Toward Efficient Spiking Transformers: Synapse Pruning Meets Synergistic Learning-Based Compensation

TL;DR

This paper introduces a combined approach of synapse pruning and a novel neuron model to create lightweight, efficient spiking Transformer models that maintain high performance with reduced computational costs.

Contribution

It proposes tailored pruning strategies and a new neuron model to significantly reduce model size and complexity while preserving performance in spiking Transformers.

Findings

Model size and computational costs are substantially reduced.

Performance remains competitive despite pruning.

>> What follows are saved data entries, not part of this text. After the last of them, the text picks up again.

PR #2010, opened 2020-10-02
Remove smoke tests for logs

akucharska:
**Description**

- Remove LOG UI from Kyma installation in favour of deep-linking to grafana UI

**Related issue(s)**

https://github.com/kyma-project/kyma/issues/9196

### DIFF
--- a/core-ui/src/components/NamespaceDetails/NamespaceDetailsHeader/NamespaceDetailsHeader.js
+++ b/core-ui/src/components/NamespaceDetails/NamespaceDetailsHeader/NamespaceDetailsHeader.js
@@ -16,10 +16,7 @@ export default function NamespaceDetailsHeader({ namespace }) {
   const [deleteNamespace] = useMutation(DELETE_NAMESPACE);
 
   const DOMAIN = useConfig().fromConfig('domain');
-
-  /* eslint-disable no-useless-escape */
-  const query = `{namespace=\"${namespace.name}\"}`;
-  /* eslint-enable no-useless-escape */
+  const query = `{namespace="${namespace.name}"}`;
 
   const handleNamespaceDelete = () =>
     handleDelete(
--- a/core-ui/src/components/NamespaceDetails/NamespaceDetailsHeader/NamespaceDetailsHeader.js
+++ b/core-ui/src/components/NamespaceDetails/NamespaceDetailsHeader/NamespaceDetailsHeader.js
@@ -18,7 +18,9 @@ const DOMAIN = getApiUrl('domain');
 export default function NamespaceDetailsHeader({ namespace }) {
   const [deleteNamespace] = useMutation(DELETE_NAMESPACE);
 
+  /* eslint-disable no-useless-escape */
   const query = `{namespace=\"${namespace.name}\"}`;
+  /* eslint-enable no-useless-escape */
 
   const handleNamespaceDelete = () =>
     handleDelete(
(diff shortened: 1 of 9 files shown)


shared/components/LogsLink/LogsLink.js
```diff
@@ -0,0 +1,33 @@
...
+  domain,
+  query,
+  from = 'now-1h',
+  to = 'now',
+  dataSource = 'Loki',
+  mode = 'Logs',
+}) => {
+  if (!domain) {
+    return null;
+  }
```
Wawrzyn321, line 14: I think we should add a `required` propType for the _domain_ (and maybe other props), as just rendering nothing if domain is falsy may be confusing.

core-ui/src/components/NamespaceDetails/NamespaceDetailsHeader/NamespaceDetailsHeader.js
```diff
@@ -4,17 +4,24 @@ import PropTypes from 'prop-types';
...
 
+const DOMAIN = getApiUrl('domain');
+
 export default function NamespaceDetailsHeader({ namespace }) {
   const [deleteNamespace] = useMutation(DELETE_NAMESPACE);
 
+  /* eslint-disable no-useless-escape */
+  const query = `{namespace=\"${namespace.name}\"}`;
+  /* eslint-enable no-useless-escape */
+
```
Wawrzyn321, line 24: Why is the escape required? I removed it, and the link worked equally well.

core-ui/src/components/NamespaceDetails/NamespaceDetailsHeader/NamespaceDetailsHeader.js
```diff
@@ -4,17 +4,24 @@ import PropTypes from 'prop-types';
 
 import { useMutation } from '@apollo/react-hooks';
 import { DELETE_NAMESPACE } from 'gql/mutations';
+import { getApiUrl } from '@kyma-project/common';
```
Wawrzyn321, line 7: It'd be better to use `useConfig().fromConfig('domain')` instead of `getApiUrl`.

Wawrzyn321 (approved):
I've left some comments for the code, but anyway, it works really good!

Wawrzyn321 (changes requested):
...

core-ui/src/components/NamespaceDetails/NamespaceDetailsHeader/NamespaceDetailsHeader.js
akucharska: Without it job fails because of unnecessary \.

Wawrzyn321: Yup, but don't we use just ``{namespace="${namespace.name}"}``?

shared/components/LogsLink/LogsLink.js
```diff
@@ -0,0 +1,40 @@
...
+  const grafanaLink = `https://grafana.${domain}/explore?left=${JSON.stringify(
+    parameters,
+  )}`;
+
+  return <Link className="fd-button" url={grafanaLink} text="Logs" />;
+};
+
+LogsLink.propTypes = {
+  domain: PropTypes.string.isRequired,
+  query: PropTypes.string.isRequired,
```
Wawrzyn321, line 35: Query shouldn't be `required`, if we are testing it in line 13.

Wawrzyn321 (changes requested):

Wawrzyn321 (approved):

PR #2034, opened 2020-10-15
Resources on namespace view

parostatkiem:
**Description**

- Add `YamlEditorContext` context
- Add `LimitRanges` and `ResourceQuotas` components
- Remove the whole `Resources` view including all the code behind it
- Display resources in the Namespace Details view (using fancy grid)

**Related issue(s)**


core-ui/src/gql/queries.js
```diff
@@ -1,5 +1,9 @@
 import gql from 'graphql-tag';
 
+// const LIMITS_FRAGMENT = `
+// resources
+// `
+
```
Wawrzyn321, line 6: I believe it isn't needed. Or...
```
const LIMITS_FRAGMENT = gql`
  fragment limitsFragment on ResourceLimits {
    cpu
    memory
  }
`
```

core-ui/src/components/NamespaceDetails/ResourceQuotas/ResourceQuotas.js
```diff
@@ -0,0 +1,84 @@
...
+
+const ResourceQuotas = ({ resourceQuotas, namespaceName: namespace }) => {
+  const setEditedJson = useYamlEditor();
+  const notificationManager = useNotification();
+  const editedResourceQuota = useRef(null);
+
+  const [updateResourceQuota] = useMutation(UPDATE_RESOURCE_QUOTA, {
+    onCompleted: ({ updateResourceQuota }) =>
+      notificationManager.notifySuccess({
+        content: formatMessage('Succesfully updated', updateResourceQuota.name),
```
Wawrzyn321, line 35: The message displayed is "Succesfully updated", without the quota name.

core-ui/src/components/NamespaceDetails/NamespaceDetails.js
```diff
@@ -33,10 +37,17 @@ export default function NamespaceDetails({ name }) {
   }
 
   return (
-    <>
+    <YamlEditorProvider>
```
Wawrzyn321, line 40: Would it make sense to move it to the index.js?

shared/contexts/YamlEditorContext.js
```diff
@@ -0,0 +1,123 @@
...
+  useEffect(() => {
+    if (!isOpen) setJson(null);
+  }, [isOpen]);
+
+  useEffect(() => {
+    LuigiClient.uxManager().setDirtyStatus(!!changedYaml);
+  }, [changedYaml]);
+
+  function setEditedJson(newJson, onSaveHandler) {
+    onSaveFn.current = onSaveHandler; // MUST BE AN ANSYNC FUNCTION!
```
Wawrzyn321, line 72: I think this requirement won't be needed if we use _await_ with try..catch instead of _then_.

Wawrzyn321 (changes requested):
One more thing - if we open the drawer, introduce some changes and then try to navigate to another view, a dirty state modal pops up as expected, but if we confirm, the nav will be performed, but the drawer stays on.

core-ui/src/components/NamespaceDetails/NamespaceDetails.js
Wawrzyn321: Answer: nope, it wouldn't.

Wawrzyn321 (approved):

PR #2055, opened 2020-11-16
Use Pamela on pod list

parostatkiem:
**Description**

- Remove `Pods` from Core and the navigation
- Add generic Pamela-compatible web connection hooks (get, put, delete, subscribe)
- Add `Pods` view to core-ui
- use Drawer for editing pod YAML
- add `PamelaAPI` env variable

**Related issue(s)**


dariadomagala (changes requested):
Few things, might not be only UI related, but I decided to write everything in just one place:

1. Pod names shouldn't have an underline since it's not a link
2. Before deletion, the action should be confirmed first
3. Showing restart count could be useful maybe?
4. Showing pods error messages would also be helpful
5. When you click the left side luigi navigation on pods, while you're already on the list, you'll get a 500 error with no error message
6. When this error accurs, nothing is shown in the UI, just an empty list of pods
7. Pods statuses in the UI don't match statuses from kubectl

dariadomagala (approved):

PR #2090, opened 2021-01-14
Luigi bump

dariadomagala:
**Description**

- ...
- ...
- ...

**Related issue(s)**


parostatkiem (changes requested):
It works but I get this nasty error when going between _namespace list_ and _namespace overview_ views. 
image

dariadomagala:
@parostatkiem I'm aware of it, and so is the Luigi team. I decided to ignore it since it seems to work perfectly wine regardless of this error. Do we want to wait with the bump until it's fixed in Luigi?

parostatkiem (approved):
No, we don't want to wait.

Issue #2097, opened 2021-01-21
Have an OIDC login flow with PKCE and use this token for K8s access


valentinvieriu:
**Description**

As Sebastian and Mathew, I would like to be able to login with a SSO provider ( OIDC ) to the Console and also to my Kubernetes cluster, so it is more user friendly for me to not have additional logins or tokens
**AC**
 - [ ]  I would be able to login in console using an OIDC certified provider
 - [ ]  I want my token to be as secured as possible, so please use security best practices when comes to SPA
 - [ ]  I would like to use the same OIDC to login in my Kubernetes Cluster
 
**Non Functional Requirements**
- [ ]  The OIDC configuration needs to be configurable at build time and run time
- [ ] We should use the Luigi plugins to handle the flow and choose the best security option available
- [ ] Remove any backend related token impersonation
- [ ] We do not care about the adapting the Graphql layer
- [ ] We would like to get the OIDC configuration via URL parameters and stored in localstorage

**Kyma Goals we are achieving with this**
- Slimmer / faster Kyma
- Kyma console can be a stand alone Open Source project and can work with any K8s api server

Sawthis:
It's part of #2080 Epic.

PR #2100, opened 2021-01-25
OIDC flow

Wawrzyn321:
**Description**

- Update Luigi oidc plugin so we can get that sweet 'none' storage option
- Don't use Dex
- Fetch Console init data with Pamela

List and details views won't work for now, so I've added a mock message on NS details and list.

Todos (in the next iteration):
- pass issuerUrl and clientId
- use in-cluster Pamela address instead of a localhost one

**Related issue(s)**
[Original](https://github.com/kyma-project/console/issues/2097)
[Pamela](https://github.com/kyma-project/pamela/pull/12)

### DIFF
--- a/core/src/luigi-config/navigation/queries.js
+++ b/core/src/luigi-config/navigation/queries.js
@@ -1,63 +1,69 @@
-export const GET_MICROFRONTENDS = `query MicroFrontends($namespace: String!) {
-    microFrontends(namespace: $namespace){
-      name
-      category
-      viewBaseUrl
-      navigationNodes{
-        label
-        navigationPath
-        viewUrl
-        showInNavigation
-        order
-        settings
-        requiredPermissions{
-          verbs
-          resource
-          apiGroup
-        }
-      }
-    }
-  }`;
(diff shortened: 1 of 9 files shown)


core/src/luigi-config/navigation/queries.js
```diff
@@ -1,63 +1,69 @@
...
+    selector: data => ({ backendModules: data.items.map(bM => bM.metadata) })
+  };
+
+  const clusterMicroFrontends = {
+    path: '/apis/ui.kyma-project.io/v1alpha1/clustermicrofrontends',
+    selector: data => ({ clusterMicroFrontends: data.items.map(cMF => ({ ...cMF.spec, ...cMF.metadata })) }),
+  }
+
+  const kymaVersion = {
+    path: '/apis/apps/v1/namespaces/kyma-installer/deployments/kyma-installer',
```
dariadomagala, line 28: Namespace admin for example won't have access to this resource

dariadomagala (approved):
It's fine for now, but keep my comment in mind for the future improvements

PR #2131, opened 2021-02-19
Optimize Nginx and Dockerfiles

parostatkiem:
**Description**
I focused on the _core-ui_ microfrontend because other ones will be removed soon.

#### Few words about the current Nginx performance:
Nginx for every microfrontend will be able to handle 256 connections within each 100ms.

- modify Dockerfiles to use the new `console-nginx` base image for the _serve_ stage and `alpine:3.13` for the _build_ stage 
- optimize `Nginx` configurations to consume noticeably less resources
- `core-ui` build time reduced from ~16min to 13min
- remove `antiheld` from the console codeowners
- update images 

**Related issue(s)**


add-ons/nginx.conf
```diff
@@ -23,17 +25,20 @@ http {
   reset_timedout_connection on;
   server_tokens off;
 
-  server {
 
+  map $status $nonSuccessful {
+      ~^2  0;
+      default 1;
+  }
```
Wawrzyn321, line 32: Just a question - do we also want to treat 3xx statuses as `nonSuccessful`?

parostatkiem: Well, I've never got a 3xx status from the k8s API so I suppose it won't pollute our logs too much.

scripts/makefile-node-common.mk
```diff
@@ -107,3 +107,16 @@ exec:
...
+
+install-root:
+	cd .. && npm ci
+
+install-app:
+	npm ci
+
+# for microfrontends which are not using /common or /components to speed up the build time;
+build-shared:
+	cd ../shared && npm ci && npm run build
```
Wawrzyn321, line 119: Good.

Wawrzyn321 (approved):

PR #2138, opened 2021-03-02
Update lodash 

parostatkiem:
**Description**
https://github.tools.sap/kyma/security-scans/issues/6739
https://github.tools.sap/kyma/security-scans/issues/6743

- ...
- ...
- ...

**Related issue(s)**

### DIFF
--- a/pamela/Makefile
+++ b/pamela/Makefile
@@ -1,0 +1,2 @@
+release: 
+	@echo "This is a dummy job for a component which doesn't exist yet"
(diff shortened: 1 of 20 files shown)


pamela/Makefile
```diff
@@ -0,0 +1,2 @@
+release: 
+	@echo "This is a dummy job for a component which doesn't exist yet"
```
dariadomagala, line 2: why do we add this?

parostatkiem: To let the CI job pass. If the `make release` command fails, the job which is **required** also fails.

dariadomagala (approved):

PR #2143, opened 2021-03-08
Adjust Service Catalog Lists to use Pamela

parostatkiem:
**Description**

- adjust Catalog and Instances views to use k8s API
- drop the `Bound Applications` column from Instances
- drop the whole _ServicePlans_ functionality from Catalog and Instances lists (it should be handled at the details level)

**Related issue(s)**


service-catalog-ui/src/helpers/index.js
```diff
@@ -56,7 +58,8 @@ export function isStringValueEqualToTrue(value) {
 }
 
 export const backendModuleExists = name => {
```
dariadomagala, line 60: if we're not using backendmodules in catalog anyways, please remove it

parostatkiem: I decided to not remove anything which is used in the Details view. This is one of those "things".

dariadomagala (approved):

PR #1617, opened 2020-08-14
[Loopring_3.6] improve exchange staking

dong77:
Allow the owner of the exchange to stake LRC later but no later than the 10,000 blocks.


dong77:
fixed tests

PR #1658, opened 2020-08-25
[protocol 3.6] AMM

Brechtpd:
Core protocol additions:
- AMM token weight in balance leaf
- AMM feeBips in account leaf
- `AMM_UPDATE` transaction which
  - Updates the AMM fee bips in an account leaf
  - Updates the AMM weight in a balance leaf
  - Exposes the balance in the DA so it can be read on L1 (see below)
- Forced withdrawals resets the AMM weight of the token being withdrawn to automatically disable AMM for that token.
- The relayer can now create arbitrary orders for accounts between 2 tokens with non-zero token AMM weight, as long as the fill amounts match the minimum rate of the AMM, which is the balancer/bancorV2 formula.
- Extra getters were added for most of the onchain operations on the exchange so progress can be watched onchain in other smart contracts.

All in all, quite small a number of changes.

Extra additions:

The biggest challenge is how to create a pool on top of the exchange which works as easy as possible. LP tokens need to be minted/burned when depositing/withdrawing from the pool, which I think only really works when the actual balance in the AMM is known. This is also how uniswap/balancer do the calculations so it would be great if we can stick to that as close as possible. On its own the exchange doesn't offer a lot of certainty: operations may or may not be done, at any time in the future at some different state,...

Currently I implemented it in a way that is built on top of the exchange instead of inside the protocol. It's also very simple onchain, flexible and efficient, but counts on some extra offchain logic to create the necessary rollup transactions. Some extra logic offchain might be unavoidable because of the necessary synchronization at some point. The idea is that the DA of the transactions is used to synchronize L1 and L2. On L1 we know exactly what needs to be done, and so on L2 we know it as well, but on L1 we do need some data of L2 ( the AMM balances) to do the necessary calculations and we need to make sure L2 transactions are done in the expected order and at the expected time. Basically it's just a different reason/method L2 transactions are included in a block, and instead of waiting until they are approved on L1, the approval on L1 is delayed until we know exactly how in which order they are already processed in the block. We also need to make sure the pool can be safely exited by all LPs in all circumstances, which means exposing forced withdrawals and making sure we do the necessary bookkeeping at all times. 

Most important part can be seen in `onSubmitBlocks` in `AmmPool.sol` (completely untested). Any number of pool joins/exits can be done in `2*numTokensInPool` L2 operations at any position in a block with other operations. At any point the relayer can choose to insert the L2 transactions necessary to update pools in a block. I'm quite happy with the onchain part of things, but it would be great if the offchain logic would not need to check additional smart contracts for potential L2 work, I'm not sure how much extra complexity this adds to the relayer (though maybe it would simply be an extra service that would do this and create the L2 transactions).


dong77:
> Any number of pool joins/exits can be done in 2*numTokensInPool L2 operations at any position in a block with other operations. 
Brecht, can you elabrate on it.

Brechtpd:
LPs first need to lock up their deposits in the pool contract so we can be sure the deposited amounts are available when we actually deposit to the AMM account when we have all the necessary info.

Joins and exits to the pool are queud on L1 so we can properly process them with the latest balances in the AMM account on L2 and in the expected order.

If `x` people want to deposit and `y` people want to withdraw, all these operations are queued, and after processing this queue we only need to 1 deposit/withdraw per token for the actual balance change to the AMM account on L2, everything else is just internal bookkeeping in the pool contract. This is where `1*numTokensInPool` L2 transacitons come from.

The other `1*numTokensInPool` are AMM update transactions which do 2 things:
- Make sure the weights/fee are properly set on the AMM account on L2
- Make all the balances of the AMM account available on L1 for the different pool tokens. This allows us to work on the actual balances in the AMM account on L1 without having to withdraw or something similar to get this info on L1.

packages/loopring_v3/circuit/Gadgets/MathGadgets.h
```diff
@@ -1884,6 +1861,430 @@ class OwnerValidGadget : public GadgetT
...
+        rangeCheck.generate_r1cs_constraints(true);
+    }
+
+    const SignedVariableT result() const
+    {
+        return SignedVariableT(sign.result(), value.result());
+    }
+};
+
+// A - B = sum with A, B and sum < 2^n
```
letsgoustc, line 2011: sum --> sub

packages/loopring_v3/circuit/Gadgets/MathGadgets.h
```diff
@@ -1884,6 +1861,430 @@ class OwnerValidGadget : public GadgetT
...
+
+    LeqGadget a_leq_b;
+
+    EqualGadget signsEqual;
+    TernaryGadget temp;
+    TernaryGadget value;
+
+    AndGadget signB_and_a_leq_b;
+    AndGadget signA_and_not_a_leq_b;
+    OrGadget sign_math;
```
letsgoustc, line 1923: sign_math --> sign_match ?

packages/loopring_v3/contracts/lib/Poseidon.sol
```diff
@@ -345,86 +345,103 @@ library Poseidon
...
-        o.t4 = addmod(o.t4, mulmod(i.t4, 13001155522144542028910638547179410124467185319212645031214919884423841839406, q), q);
-        o.t4 = addmod(o.t4, mulmod(i.t5, 16037892369576300958623292723740289861626299352695838577330319504984091062115, q), q);
-        o.t5 = mulmod(i.t0, 15162889384227198851506890526431746552868519326873025085114621698588781611738, q);
-        o.t5 = addmod(o.t5, mulmod(i.t1, 13272957914179340594010910867091459756043436017766464331915862093201960540910, q), q);
-        o.t5 = addmod(o.t5, mulmod(i.t2, 9416416589114508529880440146952102328470363729880726115521103179442988482948, q), q);
-        o.t5 = addmod(o.t5, mulmod(i.t3, 8035240799672199706102747147502951589635001418759394863664434079699838251138, q), q);
-        o.t5 = addmod(o.t5, mulmod(i.t4, 21642389080762222565487157652540372010968704000567605990102641816691459811717, q), q);
-        o.t5 = addmod(o.t5, mulmod(i.t5, 20261355950827657195644012399234591122288573679402601053407151083849785332516, q), q);
+        HashInputs7 memory o;
+        o.t0 = mulmod(i.t0, 14183033936038168803360723133013092560869148726790180682363054735190196956789, q);
```
letsgoustc, line 365: How these bit number is calcualted? Any material for introduction?

Brechtpd: Automatically calculated from the python implementation: https://github.com/Loopring/protocols/blob/master/packages/loopring_v3/util/generate_poseidon_EVM_code.py

packages/loopring_v3/contracts/test/AmmPool.sol
```diff
@@ -0,0 +1,461 @@
...
+        bytes                memory auxiliaryData
+        )
+        public
+        override
+        online
+        onlyExchangeOwner
+        returns (uint numTransactionsConsumed)
+    {
+        AuxiliaryData memory auxData = abi.decode(auxiliaryData, (AuxiliaryData));
+        ExchangeData.Block memory _block = blocks[blockIdx];
```
dong77, line 359: Is it true that all the layer-2 join/exit transactions for an AMM account must be included into the same block?

packages/loopring_v3/contracts/test/AmmPool.sol
```diff
@@ -0,0 +1,461 @@
...
+
+        // Process work in the queue
+        for (uint n = queuePos; n < queuePos + auxData.numItems; n++) {
+            QueueItem memory item = queue[n];
+            // TODO: all the necessary pool logic, mint/burn LP tokens,...
+            if (item.workType == WorkType.JOIN) {
+                PoolJoin memory join = item.join;
+                for (uint i = 0; i < tokens.length; i++) {
+                    uint amount = join.maxAmountsIn[i];
+                    ammBalances[i] = ammBalances[i].add(amount);
```
dong77, line 391: I think the logic here is incomplete: we need to calculate for each Join/Exit exactly how much token can be added to/removed from ammBalances[i]/locked[i] based on the new layer-2 AMM balances.

Brechtpd:
> A couple of questions regarding the weight. What is the range of valid weight values?

There is currently no real restriction, except ones that are implementation dependent because of overflow. And in this case the actual weight value doesn't matter, just the ratio between the weights of the 2 tokens. As far as I currently know, `2**(96-14)/(10**18)` is the max ratio before the swap formula will overflow, which will simply make swaps impossible until the weight are updated again.

> I wonder if it is possible to allow adding liquidity of only one token into the pool which requires changing the weight value on L2 and L1.

This is possible for sure, depends on the pool implementation. But in no way is it required to do so (balancer doesn't do it, the only risk is slippage which should be fine when deposit << pool balance. Depositing a single token just means using the pool itself to buy the other tokens in the pool automatically).

> Also, it seems the core protocol doesn't have a restriction on whether AMMUpdate will actually change the weight of a token or not, therefore, we can design a AMM pool contract to allow update of single token's weight. Is my understanding correct?

That's right, the only thing the protocol enforces is the formula, nothing else. Weights can be updated and set to any values as required in the pool contract.

packages/loopring_v3/contracts/test/AmmPool.sol
```diff
@@ -0,0 +1,519 @@
...
+        _;
+    }
+
+    modifier offline()
+    {
+        require(!isOnline(), "NOT_OFFLINE");
+        _;
+    }
+
+    function setupPool(
```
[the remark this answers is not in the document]
Brechtpd: Depends on if we want pools to be upgradeable or not.

But just that we're on the same page of this pool implementation: for now this is just for testing (this is why I added the contract to the test folder). While some of this code will definitely be used in some form, it'll depend on how we go forward on the actual pool implementations, otherwise some of this code will simply be used as the glue between Loopring and e.g. the balancer pool contracts.

packages/loopring_v3/contracts/test/AmmPool.sol
```diff
@@ -0,0 +1,461 @@
...
+                require(withdrawal.to == address(this), "INVALID_TX_DATA");
+                require(withdrawal.extraData.length == 0, "INVALID_TX_DATA");
+                // Now approve this withdrawal
+                withdrawal.validUntil = 0xffffffff;
+                bytes32 txHash = WithdrawTransaction.hashTx(exchangeDomainSeparator, withdrawal);
+                exchange.approveTransaction(address(this), txHash);
+                numTransactionsConsumed++;
+                // Total balance in this contract increases by the amount withdrawn
+                totalBalance[tokens[i].addr] = totalBalance[tokens[i].addr].add(amount);
+            }
```
dong77, line 458: Let me know if my understanding is correct:

1. The relayer determines how many queued Join/Exit requests to process. Once the starting and ending indices are chosen, the relayer knows the new balances in this AMM account based on the most up-to-date L2 balances.

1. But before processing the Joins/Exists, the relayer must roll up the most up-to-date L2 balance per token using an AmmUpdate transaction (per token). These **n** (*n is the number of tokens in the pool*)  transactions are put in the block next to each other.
PR #1676, opened 2020-08-31
[hebao 1.1] fix fee calculate issue

dong77:


kongliangzhong (approved):

packages/hebao_v1/contracts/modules/core/ForwarderModule.sol
```diff
@@ -171,15 +172,38 @@ abstract contract ForwarderModule is BaseModule
                 metaTx.to == controller().walletFactory()
             );
 
+            // MAX_REIMBURSTMENT_OVERHEAD covers an ERC20 transfer and a quota update.
+            if (skipQuota) {
+                gasUsed -= 48000;
+            }
+
+            if (metaTx.gasToken == address(0)) {
+                gasUsed -= 15000; // diff between an regular ERC20 transfer and an ETH send
```
Brechtpd, line 181: These gas calculations depend on a lot of assumptions. Wouldn't it be easier just to let the user sign a fixed gas overhead cost which we could accurately calculate offchain so we don't have to do try and calculate this onchain?

packages/hebao_v1/contracts/modules/core/ForwarderModule.sol
```diff
@@ -141,23 +144,21 @@ abstract contract ForwarderModule is BaseModule
...
+
+        uint gasUsed = gasLeft - gasleft() +
+            (signature.length + metaTx.data.length + 7) * 16 + // data input cost
+            447 + // cost of MetaTxExecuted = 375 + 9 * 8
+            21000; // transaction cost;
+
+        if (needReimburst) {
+            gasUsed = gasUsed +
+                MAX_REIMBURSTMENT_OVERHEAD + // near-worst case cost
+                1500; // 3 * 500 for three SLOAD for calculating skipQuota below
```
Brechtpd, line 161: SLOAD cost should be [800 gas](https://github.com/sorpaas/EIPs/blob/c88b73889e66669db0e7094dda7907661f54d873/EIPS/eip-2200.md#specification) I think.  If this is for `controller().walletFactory()` I think the cost is `2*SLOAD+1*CALL = 2*800+1*700=2300` but I don't really know how accurate that will be either.

packages/hebao_v1/contracts/modules/core/ForwarderModule.sol
dong77: I like the idea.

Brechtpd (approved):

kongliangzhong (approved):

Issue #1688, opened 2020-09-03
Change feebips in transfer/withdraw(off-chain) to max-feebips


hosschao:
Just like what we did in order request. Max feebips makes an opportunity for relayer to decided exactly feebips based on some infos (like VIP level).

dong77:
Brecht is working on changing the withdrawal fee as the max fee a user would like to pay, the actual fee will be determined by the relayer.

There may be future use cases to change the transfer to also have a max fee and allow a discount by the relayer. But I don't know what's the extra cost on-chain, and whether it will make all transactions more expensive.

dong77:
So for EdDSA signed offchain transfers and withdrawals, we know support maxFee (meaning fee <= maxFee), and for transfers and withdrawals authorized in other means, we will always use maxFee (does the relayer need to provide a fee value but it's just not used?)

Brechtpd:
When not using an EdDSA signature the relayer can fill in any `maxFee`, but that's okay because the user needs to sign/approve the actual fee amount. So the relayer can fill in any `maxFee >= fee` so the circuit is valid, but it has no real impact.

dong77:
> When not using an EdDSA signature the relayer can fill in any `maxFee`, but that's okay because the user needs to sign/approve the actual fee amount. So the relayer can fill in any `maxFee >= fee` so the circuit is valid, but it has no real impact.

Pruning and compensation strategies are effective in efficient model design.

Abstract

As a foundational architecture of artificial intelligence models, Transformer has been recently adapted to spiking neural networks with promising performance across various tasks. However, existing spiking Transformer(ST)-based models require a substantial number of parameters and incur high computational costs, thus limiting their deployment in resource-constrained environments. To address these challenges, we propose combining synapse pruning with a synergistic learning-based compensation strategy to derive lightweight ST-based models. Specifically, two types of tailored pruning strategies are introduced to reduce redundancy in the weight matrices of ST blocks: an unstructured $\mathrm{L_{1}P}$ method to induce sparse representations, and a structured DSP method to induce low-rank representations. In addition, we propose an enhanced spiking neuron model, termed the synergistic leaky integrate-and-fire (sLIF) neuron, to effectively compensate for model pruning through synergistic learning between synaptic and intrinsic plasticity mechanisms. Extensive experiments on benchmark datasets demonstrate that the proposed methods significantly reduce model size and computational overhead while maintaining competitive performance. These results validate the effectiveness of the proposed pruning and compensation strategies in constructing efficient and high-performing ST-based models.